EY Uruguay Partner outlines the future of technology and the workforce
In an ongoing global conversation about the future of both jobs and technology in the workplace, Fernando Reggio, a Partner with the EY’s consulting business in Uruguay shares his views on the government’s obligation to train its citizens for the workplace of the future.
Collecting tax is just a means to an end and that end is efficient public services and social redistribution according to EY’s Fernando Reggio. Speaking to Uruguayan magazine Búsqueda, (in Spanish) Reggio says that whilst technology has made the system itself more efficient, that the rewards are not always being efficiently redistributed to the public.
“Technology generates transactions more quickly, but it needs people who can assist it. And those people who can assist it [in these transactions] will have more possibilities of work” in the future, Reggio says. “The taxes that finance education, if they were efficient, would then in turn go towards forming that type of people who will go on to work with the same technology.”
Reggio begins by taking us back to the start of the millennium. “Ten or fifteen years ago we used a way to collect taxes that was not as simple as now,” he says. Today, we can pay our taxes via bank transfers online and on Sundays, which was unheard of in Latin America before the internet. “In this sentiment, it’s progressed in a great way and has given many possibilities so that you don’t have to change location in order to pay.”
These possibilities have in turn made governments more efficient, however Reggio contends that these efficiencies are not being continued throughout the bureaucratic process of administration. The shortfall he says is across the board but exemplified in public education which is not fulfilling its role to develop the next generations for the future of work. “It’s why private schools are always gaining more ground.”

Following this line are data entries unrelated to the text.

PR #264, opened 2023-08-22
Bump support for Go 1.21

MrAlias:


edeNFed (approved):

.github/workflows/checks.yml
```diff
@@ -7,7 +7,7 @@ on:
   workflow_dispatch:
 
 env:
-  GO_VERSION: "1.20"
+  GO_VERSION: "~1.21.1"
```
pellared, line 10:
```suggestion
  GO_VERSION: "1.21"
```

.github/workflows/checks.yml
```diff
@@ -28,7 +28,7 @@ jobs:
       - name: Install Go
         uses: actions/setup-go@v4.0.0
         with:
-          go-version: ${{ env.DEFAULT_GO_VERSION }}
+          go-version: ${{ env.GO_VERSION }}
```
pellared, line 31:
```suggestion
          go-version: ${{ env.GO_VERSION }}
          check-latest: true
```

.github/workflows/checks.yml
```diff
@@ -52,6 +52,31 @@ jobs:
         run: make license-header-check go-mod-tidy golangci-lint
       - name: Check clean repository
         run: make check-clean-work-tree
+  compatibility-test:
+    strategy:
+      matrix:
+        go-version: ["~1.21.1", "~1.20.8"]
```
pellared, line 58:
```suggestion
        go-version: ["1.21", "1.20"]
```

.github/workflows/build.yaml
```diff
@@ -14,7 +14,7 @@ jobs:
       - name: Setup Go
         uses: actions/setup-go@v4
         with:
-          go-version: "1.20"
+          go-version: "~1.21.1"
```
pellared, line 17:
```suggestion
          go-version: "1.21"
          check-latest: true
```

.github/workflows/checks.yml
```diff
@@ -52,6 +52,31 @@ jobs:
...
+        # https://docs.github.com/en/actions/hosting-your-own-runners/using-self-hosted-runners-in-a-workflow
+        arch: [amd64]
+    runs-on: ${{ matrix.os }}
+    steps:
+      - name: Checkout Repo
+        uses: actions/checkout@v3
+      - name: Setup Go
+        uses: actions/setup-go@v4
+        with:
+          go-version: ${{ matrix.go-version }}
```
pellared, line 72:
```suggestion
          go-version: ${{ matrix.go-version }}
          check-latest: true
```

.github/workflows/checks.yml
```diff
@@ -60,7 +85,7 @@ jobs:
       - name: Setup Go
         uses: actions/setup-go@v4.0.0
         with:
-          go-version: ${{ env.DEFAULT_GO_VERSION }}
+          go-version: ${{ env.GO_VERSION }}
```
pellared, line 88:
```suggestion
          go-version: ${{ env.GO_VERSION }}
          check-latest: true
```

.github/workflows/kind.yml
```diff
@@ -21,7 +21,7 @@ jobs:
       - name: Setup Go
         uses: actions/setup-go@v4
         with:
-          go-version: "1.20"
+          go-version: "~1.21.1"
```
pellared, line 24:
```suggestion
          go-version: "1.21"
          check-latest: true
```

pellared (commented):
Proposing changes so that we do not update each patch release of Go 😉

.github/workflows/checks.yml
MrAlias: Why not set `1.21.1` as the minimum here, `1.21.0` includes security issues resolved by `1.21.1`?

pellared: `1.21` is not `1.21.0`. If you set `check-latest: true` it should grab the latest `1.21.x` version.
See https://github.com/actions/setup-go#check-latest-version

MrAlias: [It should "grab the latest `1.21.x` version" with `"~1.21.1"` as well](https://github.com/npm/node-semver): 



However, this would ensure `1.21.0` is never used.

pellared (approved):

.github/workflows/checks.yml
MrAlias: Yeah, I can see adding `check-latest: true`. Just wondering if this needed.

bryan-aguilar: > However, this would ensure 1.21.0 is never used.

Agreed, and this was my intent through the waves of PRs I submitted yesterday. I think the combination of both `go-version` and `check-latest` is the safest way to ensure that a minimum versions is used.

pellared (approved):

Just like tax being a means to achieve an end, so too is technology – albeit with a different designated outcome. Reggio gives an example: “There are fewer people working in the fields [in agriculture]. That's true, physically speaking, however, how many people work for the agricultural sector?”
“How many people are designing harvesters or thinking agricultural inputs (eg. pesticides, fertilisers)? Technology generates work. We had a model in which we gave a service and with that service we relied on technology, but now it has progressed so much that by itself it already provides services. Before, technology assisted us, while now we are increasingly assisting it.”
“Today you have to be more updated because everything changes constantly. We need engineers, people who are helping technology to fulfil its function. All these are jobs that are generated and that will continue to be generated. Before, it was very important to know how to read and write, because the jobs at that time required it. Today it is not enough for you anymore. You have to use technology, know how to operate a cell phone, computers, a lot of tools to be in the labor market. We have to educate people to manage those technologies.”
This is what Reggio means when he is talking about tax and government spending. When tax is collected more efficiently creating savings in the bureaucratic system, those savings should go on to ensure that the public can benefit as well; in this case by turning the focus of education towards the skills which will be necessary to enter a disrupted and technology-driven labour market.
“The end does not change,” he says, referencing that people still want the same things that they did a century ago. Whether it’s job security, money to put one’s children through a good education, to live comfortably and to develop in our professions, those values are the end game. Technology now puts those goals within reach but changes the route to achieve them, and for Reggio, it’s the government’s responsibility to ensure that it passes on the knowledge.
“Today we [at EY Uruguay] have computer companies that provide engineering services or other functions. We, despite being a firm of accountants, need more and more engineers. This generates alliances with companies because we also have to be more efficient to achieve what we want. The technology fell directly on top of us and we had to learn to use it. Today, companies have to be able to take technology and take it to where we want to use it.
Reggio, when asked if he was worried if technology will take jobs away, said that it's the other way around. Jobs will shift from the low-skilled category to require higher technical knowhow, creating more opportunities for more capable people.“Technology generates transactions more quickly, but it needs people to assist it and those people who can assist it will have a job.”
“That generates more evolution, more quickly. Robotics is coming, which will replace jobs without any doubt. But others are going to appear, because we need people who work for robotics. So far, that happened in the world. The world changed substantially and there is more and more work,” he concludes.